This is the code for my part of 7th place solution in Peking University/Baidu - Autonomous Driving.
Our entire solution is in this thread
I started with hocop1's really great kernel, so basic part of my code is based on his. My main contributions are below:
- Change the CenterNet implementation to this one
- Change backbone to resnet152
- change the depth representation to 1 / (sigmoid(z) - 1
- remove x, y, yaw(actually pitch), roll prediction(we can predict yaw and roll but it was almost same as train set's median)
- remove optimize xyz, just convert rcz to xyz
- increase image size to (832, 2080) or (960, 2400) or (1088, 2720)
- change the distance threshold to 4
- change the confidence threshold to 0.1
- ensemble 5 folds
- remove false positive by using masks in 'test_masks/'
I tried 3 scale ensemble, but it might be not so different from just 5 fold ensemble of image_size=(1088,2720).
My single fold model achieve public0.097/private0.091 and 5 fold ensemble got public0.117/private0.105.
With ensmebling Phalanx's model and Jhui's model, we got public0.129/private0.119.
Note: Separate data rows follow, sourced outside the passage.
PR #15539, opened 2024-07-25
esp32: Workaround math.gamma(-inf) result.

projectgus:
### Summary

Without this workaround, `math.gamma(-float("inf"))` returns inf instead of raising a math domain ValueError.
 
Found while testing #15523.

Upstream issue reported as https://github.com/espressif/esp-idf/issues/14273

### Testing

tests/float/math_domain_special.py fails on esp32 without this fix.

### DIFF
--- a/py/modmath.c
+++ b/py/modmath.c
@@ -196,7 +196,17 @@ MATH_FUN_1(erf, erf)
 // erfc(x): return the complementary error function of x
 MATH_FUN_1(erfc, erfc)
 // gamma(x): return the gamma function of x
+#if MICROPY_PY_MATH_GAMMA_FIX_NEGINF
+static mp_float_t MICROPY_FLOAT_C_FUN(tgamma_func)(mp_float_t x) {
+    if (isinf(x) && x < 0) {
+        math_error();
+    }
+    return MICROPY_FLOAT_C_FUN(tgamma)(x);
+}
+MATH_FUN_1(gamma, tgamma_func)
+#else
 MATH_FUN_1(gamma, tgamma)
+#endif
 // lgamma(x): return the natural logarithm of the gamma function of x
 MATH_FUN_1(lgamma, lgamma)
 #endif
--- a/py/mpconfig.h
+++ b/py/mpconfig.h
@@ -1393,6 +1393,11 @@ typedef double mp_float_t;
 #define MICROPY_PY_MATH_POW_FIX_NAN (0)
 #endif
 
+// Whether to provide fix for gamma(-inf) to raise ValueError
+#ifndef MICROPY_PY_MATH_GAMMA_FIX_NEGINF
+#define MICROPY_PY_MATH_GAMMA_FIX_NEGINF (0)
+#endif
+
 // Whether to provide "cmath" module
 #ifndef MICROPY_PY_CMATH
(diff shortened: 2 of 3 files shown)


dpgeorge:
This is related to https://github.com/espressif/esp-idf/issues/7282, where I reported that `math.tgamma(-inf)` was broken.

I guess it's fine to work around the `math.gamma(-inf)` issue with our custom config option (otherwise we could report it to IDF and hope for an eventual fix).

projectgus:
> This is related to [espressif/esp-idf#7282](https://github.com/espressif/esp-idf/issues/7282), where I reported that `math.tgamma(-inf)` was broken.

This is calling tgamma, so according to that issue it should be fixed... :thinking:

projectgus:
Looks like tgammaf() wasn't fixed when tgamma() was. Have opened another ESP-IDF issue and linked it from the PR description. 

Suggest we merge this workaround until an upstream fix is available.

py/mpconfig.h
```diff
@@ -1393,6 +1393,11 @@ typedef double mp_float_t;
 #define MICROPY_PY_MATH_POW_FIX_NAN (0)
 #endif
 
+// Whether to provide fix for gamma(-inf) to raise ValueError
+#ifndef MICROPY_PY_MATH_GAMMA_FIX_NEG_INF
+#define MICROPY_PY_MATH_GAMMA_FIX_NEG_INF (0)
```
dpgeorge, line 1398: I suggest to call it `MICROPY_PY_MATH_GAMMA_FIX_NEGINF` (no underscore near the end) to match other names, like `NEGZERO`.

py/modmath.c
```diff
@@ -196,7 +196,17 @@ MATH_FUN_1(erf, erf)
 // erfc(x): return the complementary error function of x
 MATH_FUN_1(erfc, erfc)
 // gamma(x): return the gamma function of x
+#if MICROPY_PY_MATH_GAMMA_FIX_NEG_INF
+static mp_float_t tgamma_funcf(mp_float_t x) {
+    if (__builtin_isinf_sign(x) == -1) {
```
dpgeorge, line 201: We don't use builtin's for floats anywhere else.  Is this portable?  Can we use `isinf(x) && x < 0` instead?  It may compile to the same thing anyway.

projectgus: Yeah, I settled on this because in theory `isinf(x) == -1` should work but it doesn't on ESP32. `isinf` is actually a BSD extension, the actual C99 version is way more verbose to test the same thing: https://www.gnu.org/software/libc/manual/html_node/Floating-Point-Classes.html

However gcc does ship a builtin for BSD `isinf`, so I used that.

But your suggestion seems good, will change it.

dpgeorge:
@projectgus for a change like this, ideally it would be split into two commits, one for the new option added to modmath.c, and a second for the esp32 port to enable this option to work around the bug; eg the first commit would have a message like `py/modmath: Add option to work around -inf bug in a port's tgamma.`.

Can you please split the commit that way?

projectgus:
@dpgeorge Sure, have split and re-ran float tests on unix port and esp32 port.

dpgeorge (approved):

$ python resize_images.py --config config/003_r152d_img1088.yml
$ python split_folds.py --config config/003_r152d_img1088.yml
$ python train.py --config config/cls/003_r152d_img1088.yml
$ python prediction.py --config_dir config/003_r152d_img1088.yml --ensemble
- My code for this competition specific part is based on this great starter kernel
- CenterNet implementation is from see--'s code for Kuzushiji competition
- To evaluate models, this tito's kernel helps me a lot. But eventually we evaluate our model by f1-like score. Please check metric code for the detail.